Researchers were attempting to determine if a link existed between the development of diabetes and the specific neighborhood of residency. Women were provided counseling and vouchers to help move to less poverty stricken neighborhoods, given vouchers to live in any neighborhood but no counseling or were not provided with either vouchers or counseling. The women and children were monitored for two years to include weight, height and glycated hemoglobin levels. Results found that women and children that received vouchers for lower poverty neighborhoods and counseling had a modest improvement in levels of obesity and diabetes.2

Safety And Ethics

Many people are worried about possible health risks in participating in clinical trials. However, all researchers must follow ethical principles and scientific protocols when designing and implementing a study. The clinical trials are reviewed by the research organization and an ethics board before the study can begin.

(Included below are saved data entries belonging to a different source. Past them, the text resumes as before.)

PR #714, opened 2019-11-25
Fix time reporting in DataSourceEventQueue

hpihkala:
Timestamps smaller than the initial value of `globals.time` were being reported to `ITimeListener`s in realtime mode. This lead to problems in case time listeners (such as the `Clock` module) read time when the module is initialized, because the first reported clock tick was less than the time at initialization.

This PR includes a slight refactoring to start the time ticking from the next full second that follows the initial value of `globals.time`.

This PR is an alternative solution to #711 by @harbu, which requires modules to guard against the bug in time reporting. Assuming that this PR does indeed fix the underlying bug, the modules don't need to guard against this issue anymore.

@timoxley 's tests added in #707 seem to pass with this branch. Would be good if you guys could do some further validation.

### DIFF
--- a/rest-e2e-tests/canvas-api.test.js
+++ b/rest-e2e-tests/canvas-api.test.js
@@ -12,6 +12,10 @@ const Streamr = initStreamrApi(REST_URL, LOGGING_ENABLED)
 
 const TIMEOUT = 30 * 1000
 
+const NUM_MESSAGES = 50
+
+const WAIT_TIME = 15000
+
 const pollCondition = async (condition, timeout = TIMEOUT, interval = 100) => {
     let timeElapsed = 0
     let result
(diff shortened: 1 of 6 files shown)


hpihkala:
I'm merging in the additional tests from @timoxley's branch into this PR

hpihkala:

As with all new types of treatments and drug therapies, there may be a risk involved in participating in a clinical study. Researchers must disclose any possible risks and will actively screen out participants that may have health issues that would put them at risk during the study. Many of the diabetes clinical trials include medications or lifestyle choices that need to be discussed with the clinical study team as well as with your primary physician.

Commitment To The Trial

Many diabetes clinical trials are designed to track changes in weight, health, quality of life, blood glucose levels, lipid profiles, kidney functioning, neuropathy or cardiovascular health over long periods of time. These trials may last several months and may have follow-up interviews years after the original clinical trial. For example, one recently reported trial followed patients with type 2 diabetes through an exercise and diet intervention for 1 year. The results were positive for both the men and women that participated in the trial with men seeing greater improvements in fat distribution than the women. 3

Understanding the time commitment and the specific protocols you agree to over the time period of the trial is also critical. It is important to keep in mind that the information obtained from the trial will assist with better understanding of the specific focus of the study, which is a wonderful opportunity to help others and expand knowledge on this increasingly common disease.

References

1 Pre-enrollment Information. (n.d.). Retrieved from American Diabetes Association: http://www.diabetes.org/news-research/research/clinical-trials/pre-enrollment-information.html

2 Ludwig, J., Sanbonmatsu, L., Adam, E., et al. (2011). Neighborhoods, Obesity, and Diabetes — A Randomized Social Experiment. The New England Journal of Medicine , 1509-1519.

3 Albu, J. B., Heilbronn, L. K., Kelley, D. E., et al. (2010). Metabolic Changes Following a 1-Year Diet and Exercise Intervention in Patients With Type 2 Diabetes. Diabetes , 627-633.